Imfinzi is the only approved immunotherapy in the curative-intent setting of unresectable, Stage III NSCLC after chemoradiation therapy and is the global standard of care based on the PACIFIC Phase III trial.
Imfinzi is also approved in the US, the EU, Japan and many countries around the world for the treatment of extensive-stage small cell lung cancer (ES-SCLC) based on the CASPIAN Phase III trial.
Imfinzi is being further assessed across all stages of lung cancer as part of an extensive development programme across NSCLC and SCLC, as well as in other tumour types. The combination of Imfinzi and tremelimumab is being tested in lung cancer, bladder cancer and liver cancer settings.
Stage IV NSCLC
Lung cancer is the leading cause of cancer death accounting for about one-fifth of all cancer deaths.
Patients are commonly diagnosed at Stage IV, when the tumour has spread outside of the lung.
Lung cancer is broadly split into NSCLC and SCLC, with 80-85% classified as NSCLC.

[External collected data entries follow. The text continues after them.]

PR #159, opened 2020-10-05
V3: Add RangeInput component

tuanddd:
- [x] Ensure a11y
- [x] Add input
- [x] Add support for custom input component


src/components/RangeSlider/RangeSliderUI.tsx
```diff
@@ -34,8 +34,10 @@ export const RangeSliderUI = ({
       dragging: handleProps.dragging.toString()
     };
 
+    const { index } = handleProps;
+
     return (
-      <Handle {...hanleModifiedProps}>
+      <Handle key={`handle-${index}`} {...hanleModifiedProps}>
```
tuanddd, line 40: Not necessarily relevant to this PR but this fixes the warning.

src/components/RangeInput/index.tsx
```diff
@@ -0,0 +1,126 @@
...
+        <RangeSliderUI
+          min={min}
+          max={max}
+          onChange={handleRangeChange}
+          value={range}
+          {...rest}
+        />
+        <div css={tw`flex flex-col sm:flex-row items-center justify-between`}>
+          {leftInput}
+          <hr
```
sampotts, line 115: Not sure `<hr>` is the right element here? It would be ready as a horizontal rule in screen readers I think?

tuanddd: What do you suggest we put here?

sampotts: How does it render?

tuanddd: Pretty much like this, the dash in the middle 
Screen Shot 2020-10-07 at 1 19 50 PM

sampotts: Ah in that case, it should be an `&ndash;`. We'll likely want to tweak that design before we go live but it's fine for now.

tuanddd:
@sampotts I haven't convert this yet because it depends on a controller (`RangeFilter`), so maybe we'll have the controllers merged first then we can get back to this?

sampotts:
> @sampotts I haven't convert this yet because it depends on a controller (`RangeFilter`), so maybe we'll have the controllers merged first then we can get back to this?

Sure, sounds good.

packages/components/src/RangeInput/styled.ts
```diff
@@ -0,0 +1,62 @@
+import { styled } from 'twin.macro';
```
sampotts, line 1: I'll look at the styling of this later on and see if we can use the tailwind styling here.

sampotts (approved):

sampotts:
@tuanddd I think this just needs the conflicts sorting 👍

tuanddd:
> @tuanddd I think this just needs the conflicts sorting 👍

Oh sorry will do it right now ☹️

tuanddd:
@sampotts Once the tests passed it's good to go!

PR #165, opened 2020-10-08
V3: Setup monorepo

zlatanpham:
- [x] setup monorepo including `@sajari/react-sdk`, `@sajari/react-hooks`, `@sajari/react-components`, `sajari-sdk-docs` and `sajari-react-sdk-utils` for common utilities.
- [x] build with `tsdx`.
- [x] setup testing with `react-testing-library`.
- [x] setup docs and deploy it to Netlify.
- [x] move already merged components to `@sajari/react-components` package.


.eslintrc.js
```diff
@@ -0,0 +1,36 @@
+module.exports = {
```
sampotts, line 1: Can this not just be `.eslintrc` ?

docs/.eslintrc
```diff
@@ -0,0 +1,51 @@
+{
+  // comment out because it gave a warning
+  // "extends": ["@sampotts/eslint-config/react-ts"],
```
sampotts, line 3: Maybe just remove this for now. Ideally, we should have a `@sajari/eslint-config` config that we're all happy with.

docs/components/snippets.ts
```diff
@@ -0,0 +1,54 @@
+export default {
```
sampotts, line 1: Do we need this file?

docs/components/make-data.ts
```diff
@@ -0,0 +1,18 @@
+import { loremIpsum } from 'lorem-ipsum';
```
sampotts, line 1: Do we need this file?

docs/components/utils.ts
```diff
@@ -0,0 +1,16 @@
+/* eslint-disable no-param-reassign, import/prefer-default-export */
```
sampotts, line 1: Not sure if we need this file since how we handle icons in this lib is different.

packages/components/src/Image/index.tsx
```diff
@@ -0,0 +1,99 @@
+/** @jsx jsx */
+import { jsx } from '@emotion/core';
+import React, { useEffect, useRef, useState } from 'react';
+import tw from 'twin.macro';
+import Box from '../Box';
+
+import { __DEV__ } from '../utils/assersion';
```
sampotts, line 7: I think this file name needs to be `assertion` which @tuanddd updated in another PR.

.eslintrc.js
zlatanpham: Will update that.

docs/components/snippets.ts
zlatanpham: 👍  I will scan through the source to remove unused files.

sampotts (approved):

PR #173, opened 2020-10-19
V3: add Context wrapper

zlatanpham:
- [x] add SearchContextProvider built on top of `@sajari/sdk-js@next`.
- [x] add field mapping for a custom collection.
- [x] add `useSearchContext` hook as an example of how we will next build hooks to consume the data from the upper context. The detail of usage is provided in [./example](https://github.com/sajari/sajari-sdk-react/compare/v3...zlatanpham:v3-add-context-wrapper-and-field-mapping?expand=1#diff-efd419d19cf8794f3925f3d2af3f3919cca43bd7bc4e412d33dfed88f0f33d41).

Note that other than the new changes listed above, most of the others like `Pipeline`, `Values`, and `Tracking` stuff are directly copied from `v1` with a minor tweak to make them work with the new APIs from `@sajari/sdk-js@next`. There are a couple of TODO notes in the PR related to the APIs change that might be better being fixed in another PR.


packages/hooks/src/SearchContextProvider/index.tsx
```diff
@@ -0,0 +1,309 @@
...
+  name: 'PipelineContext',
+});
+
+interface State {
+  response: Response | null;
+  query: string;
+  completion: string;
+  suggestions: string[];
+  config: Config;
+}
```
sampotts, line 147: As above

packages/hooks/src/utils/mapResultFields.ts
```diff
@@ -0,0 +1,26 @@
+import { Result } from '@sajari/sdk-js';
+
+import { Fields } from '../SearchContextProvider';
+
+export function mapFields<T = Record<string, string | string[]>>(values: T, fields: Fields = {}) {
+  const mappingFields = { ...values };
+
+  // eslint-disable-next-line no-restricted-syntax
+  for (const key of Object.keys(fields)) {
```
sampotts, line 9: Why not `Object.entries(fields).forEach(([key, value]) => {...}` ?

sampotts (approved):

PR #177, opened 2020-10-21
V3: feat/add usePagination hook

tuanddd:
## Should merge #179  first


packages/hooks/package.json
```diff
@@ -17,7 +17,7 @@
     "dist"
   ],
   "dependencies": {
-    "@sajari/sdk-js": "next",
+    "@sajari/sdk-js": "^2.0.0-alpha.12",
```
sampotts, line 20: `next` would resolve the same version

sampotts (approved):

PR #184, opened 2020-10-26
V3: fix: pageSize not reactive

tuanddd:
## Why does this PR exist?
Initially `usePageSize` composed `usePagination` - particularly `pageSize` variable - but since that value in `usePagination` is derived from the `response` which is only updated between search request so it doesn't make sense as page size is something user can update client-side and as a result changes to `pageSize` from `usePageSize` cannot be picked up by React.

## What does this PR do?
- [x] Change the `pageSize` to be derived from the `values` itself.

### DIFF
--- a/packages/hooks/src/usePageSize/index.ts
+++ b/packages/hooks/src/usePageSize/index.ts
@@ -1,6 +1,5 @@
 import React from 'react';
 import { useContext } from '../SearchContextProvider';
-import usePagination from '../usePagination';
 import { UsePageSizeResult } from './types';
 
 function usePageSize(): UsePageSizeResult {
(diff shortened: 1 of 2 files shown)


sampotts (approved):

packages/hooks/src/usePageSize/index.ts
```diff
@@ -19,8 +17,10 @@ function usePageSize(): UsePageSizeResult {
     [values],
   );
 
+  const pageSize = parseInt(values.get()[resultsPerPageParam], 10);
+
   return {
-    pageSize,
+    pageSize: Number.isNaN(pageSize) ? 10 : pageSize,
```
sampotts, line 23: Just a note but I think we should have a "defaults" file somewhere for stuff like this. I'd say the default here should be 15 anyway.

PR #185, opened 2020-10-26
V3: feat: add PageSize composition

tuanddd:


packages/search-ui/src/PageSize/index.tsx
```diff
@@ -0,0 +1,36 @@
...
+            {s}
+          </option>
+        ))}
+      </Select>
+    </div>
+  );
+};
+
+if (__DEV__) {
+  PageSize.displayName = 'PageSizeComposition';
```
sampotts, line 32: I think we should just call this `PageSize`. Can be updated later though of course.

sampotts (approved):

PR #180, opened 2020-10-22
v3: add useQuery and useSearch hook

zlatanpham:
- [x] add useQuery
- [x] add useSearch
- [x] add docs

PR #187, opened 2020-10-26
V3: add results composition

zlatanpham:
This change depends on https://github.com/sajari/sajari-sdk-react/pull/180


sampotts:
Once the conflicts om this one and #180 are sorted then we can merge 👍

PR #197, opened 2020-10-28
V3: chore: polish

tuanddd:
# Should merge #194 first.

## What does this PR do?
- [x] Make some changes to `Result` (a11y) and its doc.
- [x] Make some changes to `<Results />` composition (styling and logic).
- [x] Replace bits of `<Result />` + loop with `<Results />` composition.
- [x] Implement `searchOnChange` on `PageSize` and `Sorting` composition.

### DIFF
--- a/packages/search-ui/src/Results/index.tsx
+++ b/packages/search-ui/src/Results/index.tsx
@@ -1,6 +1,6 @@
 /** @jsx jsx */
 import { jsx } from '@emotion/core';
-import { useSearch } from '@sajari/react-hooks';
+import { useSearchContext } from '@sajari/react-hooks';
 import React from 'react';
 
 import Result from '../Result';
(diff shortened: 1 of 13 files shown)


packages/search-ui/src/Results/index.tsx
```diff
@@ -1,14 +1,14 @@
...
-import { useSearch } from '@sajari/react-hooks';
+import { useSearchContext } from '@sajari/react-hooks';
 import React from 'react';
 
 import Result from '../Result';
 import useResultsStyles from './styles';
 import { ResultsProps, ResultValues } from './types';
 
 const Results = (props: ResultsProps) => {
-  const { results } = useSearch<ResultValues>();
```
tuanddd, line 11: Using `useSearch` will trigger two search requests wherever `<Results />` is used because internally `useSearch` also send a search request when the query value changes.

sampotts: Should useSearch only execute a search if the values actually change? I've had this before where if the `useEffect` dependency is an object or array, there's no deep inspection done to determine if values changed. The only way to get around it is to use `JSON.stringify(object)`.

sampotts (approved):

PR #200, opened 2020-11-02
V3: refactor: rewrite useSearch hook

tuanddd:
## What does this PR do?
Rewrite the `useSearch` to be able to search when the request object changes
- [x] Use `useSearch` instead of `useSearchContext` whenever possible
- [x] Add `loading`, `error` as return value of `useSearch`
- [x] Allow for query override via `useSearch` parameter
- [x] Allow for `Pipeline`, `Values`, `fields` override

It should be noted that when this PR is merged all hooks change will trigger search request

### DIFF
--- a/packages/hooks/src/useSearch/index.ts
+++ b/packages/hooks/src/useSearch/index.ts
@@ -1,113 +1,131 @@
 /* eslint-disable @typescript-eslint/no-shadow */
-import { useCallback, useEffect, useState } from 'react';
+import { useCallback, useEffect, useRef, useState } from 'react';
 
 import { useContext } from '../SearchContextProvider';
-import { Pipeline, Response, Values } from '../SearchContextProvider/controllers';
-import { EVENT_RESPONSE_UPDATED } from '../SearchContextProvider/events';
-import { FieldDictionary } from '../SearchContextProvider/types';
+import { defaultConfig } from '../SearchContextProvider/config';
+import { Response } from '../SearchContextProvider/controllers';
+import { EVENT_RESPONSE_UPDATED, EVENT_VALUES_UPDATED } from '../SearchContextProvider/events';
+import useQuery from '../useQuery';
 import debounce from '../utils/debounce';
 import mapResultFields from '../utils/mapResultFields';
-import mapToObject from '../utils/mapToObject';
+import { UseSearchCustomConfig, UseSearchParams, UseSearchResult } from './types';
 
-// Returns results for the current query
-function useSearchDefaultQuery<T>() {
-  const {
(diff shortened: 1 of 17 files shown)


packages/hooks/src/useSearch/index.ts
```diff
@@ -1,113 +1,131 @@
...
-  } = useContext();
-
-  const { time: latency, totalResults } = mapToObject<{ time?: number; totalResults?: number }>(
-    response?.getResponse() as Map<string, any> | undefined,
-  );
-  const reqResults = response?.getResults();
+import { UseSearchCustomConfig, UseSearchParams, UseSearchResult } from './types';
 
+function useCustomSearch({ pipeline, values, fields = {} }: UseSearchCustomConfig): UseSearchResult {
+  const [searching, setSearching] = useState(false);
```
sampotts, line 14: Is there a reason we don't just use `loading`?

packages/hooks/src/utils/debounce.ts
```diff
@@ -1,31 +1,29 @@
...
+
+export default function useDebounce<F extends (...args: any[]) => void>(
   func: F,
   waitMilliseconds = 50,
   options = {
     isImmediate: false,
   },
 ): F {
-  let timeoutId: number | undefined;
+  const timeoutIdRef = useRef<number | undefined>();
```
sampotts, line 10: `const timeoutIdRef = useRef<ReturnType<typeof setTimeout>();`

packages/hooks/src/utils/debounce.ts
```diff
@@ -1,31 +1,29 @@
...
 
   // eslint-disable-next-line func-names
   return function (this: any, ...args: any[]) {
+    window.clearTimeout(timeoutIdRef.current);
```
sampotts, line 14: I think we can ditch the window reference?

packages/hooks/src/utils/debounce.ts
```diff
@@ -1,31 +1,29 @@
...
-    const shouldCallNow = options.isImmediate && timeoutId === undefined;
-
-    if (timeoutId !== undefined) {
-      clearTimeout(timeoutId);
-    }
+    const shouldCallNow = options.isImmediate && timeoutIdRef.current === undefined;
 
-    // @ts-ignore
-    timeoutId = setTimeout(doLater, waitMilliseconds);
+    timeoutIdRef.current = window.setTimeout(doLater, waitMilliseconds);
```
sampotts, line 26: As above, `window.setTimeout` -> `setTimeout`

sampotts (approved):

PR #204, opened 2020-11-09
V3: add list filter composition

zlatanpham:
The PR depends on https://github.com/sajari/sajari-sdk-react/pull/201


sampotts:
I had originally thought the pattern for the Filter compositions would be with a type prop `<Filter type="list" />`, do you think that would work? Possibly save some double up of logic?

zlatanpham:
> I had originally thought the pattern for the Filter compositions would be with a type prop `<Filter type="list" />`, do you think that would work? Possibly save some double up of logic?

Will make the update. But the `list` and `color` filter do not share the same options so probably the Filter interface will look like:

```ts
interface ListProps{
 type: 'list',
 ....
}

interface ColorProps{
  type: 'color',
  ...
}

type FilterProps = ListProps | ColorProps;
```

zlatanpham:
Closing in favor of https://github.com/sajari/sajari-sdk-react/pull/206

PR #206, opened 2020-11-10
V3: add Filter composition

zlatanpham:
Added `Filter` component for `search-ui` package. Currently,  it supports `list` and `color` type.

### DIFF
--- a/docs/components/CodeBlock.tsx
+++ b/docs/components/CodeBlock.tsx
@@ -2,7 +2,7 @@ import { mdx } from '@mdx-js/react';
 
 import * as ReactComponents from '@sajari/react-components';
 import * as ReactHooks from '@sajari/react-hooks';
-import * as ReactSDK from '@sajari/react-search-ui';
+import * as ReactSearchUI from '@sajari/react-search-ui';
 import SearchProvider from './SearchProvider';
 
 import {
@@ -19,6 +19,7 @@ import { useState } from 'react';
 import { LiveEditor, LiveError, LivePreview, LiveProvider } from 'react-live';
 import * as ReactTable from 'react-table';
 import resolveConfig from 'tailwindcss/resolveConfig';
+import { useRouter } from 'next/router';
 
 const { theme } = resolveConfig(tailwindConfig);
 
@@ -89,6 +90,15 @@ const CodeBlock = (props: CodeBlockProps) => {
   const [editorCode, setEditorCode] = useState(children.trim());
   const language = (className && (className.replace(/language-/, '') as Language)) || 'jsx';
   const { onCopy, hasCopied } = useClipboard(editorCode);
+  const { pathname } = useRouter();
+
+  // We have to do some manual work here to avoid naming conflict between components
+  let extra = {};
+  if (pathname === '/search-ui/filter') {
+    extra = { Filter: ReactSearchUI.Filter, FilterOptions: ReactHooks.Filter };
+  } else if (pathname === '/hooks/usefilter') {
+    extra = { Filter: ReactHooks.Filter };
+  }
 
   const liveProviderProps = {
     theme: codeThemes.dark,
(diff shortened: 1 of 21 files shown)


docs/components/CodeBlock.tsx
```diff
@@ -89,6 +90,15 @@ const CodeBlock = (props: CodeBlockProps) => {
...
   const { onCopy, hasCopied } = useClipboard(editorCode);
+  const { pathname } = useRouter();
+
+  // We have to do some manual work here to avoid naming conflict between components
+  let extra = {};
+  if (pathname === '/search-ui/filter') {
+    extra = { Filter: ReactSearchUI.Filter, FilterOptions: ReactHooks.Filter };
+  } else if (pathname === '/hooks/usefilter') {
+    extra = { Filter: ReactHooks.Filter };
+  }
```
zlatanpham, line 101: I'm still not able to figure out a better way to handle the naming conflicts right now rather than "physically" getting it working like ^.

packages/hooks/src/index.ts
```diff
@@ -1,3 +1,4 @@
+/* eslint-disable import/export */
```
sampotts, line 1: What was this complaining about?

packages/search-ui/src/Filter/ColorFilter.tsx
```diff
@@ -0,0 +1,32 @@
...
+
+  if (filtered.length === 0) {
+    return null;
+  }
+
+  return (
+    <Box title={title} showReset={selected.length > 0} onReset={reset}>
+      <Swatch checkedColors={selected} onChange={setSelected}>
+        {filtered.map((color) => {
+          const Component = Swatch.Color[color];
```
sampotts, line 23: Will this allow for custom color values?

packages/search-ui/src/Filter/ListFilter.tsx
```diff
@@ -0,0 +1,102 @@
+/* eslint-disable react/jsx-curly-brace-presence */
```
sampotts, line 1: What's this one for?

packages/search-ui/src/Filter/utils.ts
```diff
@@ -0,0 +1,18 @@
+import { FilterItem } from '@sajari/react-hooks';
+
+// Move selected items to top
+export function sortList(list: FilterItem[], selected: string[]) {
```
sampotts, line 4: Do we not need to sort the filter items by the count value too? I wrote something to do this for the shopify embed: https://github.com/sampotts/shopify-embed/blob/master/src/utils/object.ts

packages/hooks/src/index.ts
zlatanpham: I managed to remove the line but not for the below. Basically, it complains `Parsing error: Cannot read property 'map' of undefined`. Googling for a while but I still cannot find a solution for that.

packages/search-ui/src/Filter/ColorFilter.tsx
zlatanpham: No. The colors are derived from those pre-defined in the `Swatch` component and the component itself does not allow custom color values. Is this something we should take note of for later implementation?

packages/search-ui/src/Filter/ListFilter.tsx
zlatanpham: Removed. Seems I wanted to quickly test something but forgot to remove the line.

packages/search-ui/src/Filter/utils.ts
zlatanpham: Updated.

docs/components/CodeBlock.tsx
sampotts: Yeh I'm not sure there's any other way to do it...

packages/hooks/src/index.ts
sampotts: Ah, I had this before. I'll see if I can fix it.

sampotts (approved):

Within NSCLC, patients are classified as squamous, representing 25-30% of patients, or non-squamous, the most common type representing approximately 70-75% of NSCLC patients.
Stage IV is the most advanced form of lung cancer and is often referred to as metastatic disease.
The POSEIDON trial was a randomised, open-label, multi-centre, global, Phase III trial of Imfinzi plus platinum-based chemotherapy or Imfinzi, tremelimumab and chemotherapy versus chemotherapy alone in the 1st-line treatment of 1,013 patients with metastatic NSCLC.
The trial population included patients with either non-squamous or squamous disease and the full range of PD-L1 expression levels. POSEIDON excluded patients with certain epidermal growth factor receptor (EGFR) mutations or anaplastic lymphoma kinase (ALK) fusions.
In the experimental arms, patients were treated with a flat dose of 1,500mg of Imfinzi with up to four cycles of chemotherapy once every three weeks or Imfinzi and 75mg of tremelimumab with chemotherapy, followed by maintenance treatment with Imfinzi, or Imfinzi and one dose of tremelimumab on a once-every-four-weeks dosing schedule.
In comparison, the control arm allowed up to six cycles of chemotherapy. Pemetrexed maintenance treatment was allowed in all arms in patients with non-squamous disease if given during the induction phase.
Nearly all patients with non-squamous disease (95.5%) had pemetrexed and platinum, while the majority of patients with squamous disease receiving chemotherapy (88.3%) received gemcitabine and platinum.
Primary endpoints included PFS and OS for the Imfinzi plus chemotherapy arm. Key secondary endpoints included PFS and OS in the Imfinzi plus tremelimumab and chemotherapy arm.
As both PFS endpoints were met for Imfinzi plus chemotherapy and Imfinzi, tremelimumab and chemotherapy, the prespecified statistical analysis plan allowed for testing OS in the Imfinzi plus tremelimumab and chemotherapy arm.
The trial was conducted in more than 150 centres across 18 countries, including the US, Europe, South America, Asia and South Africa.”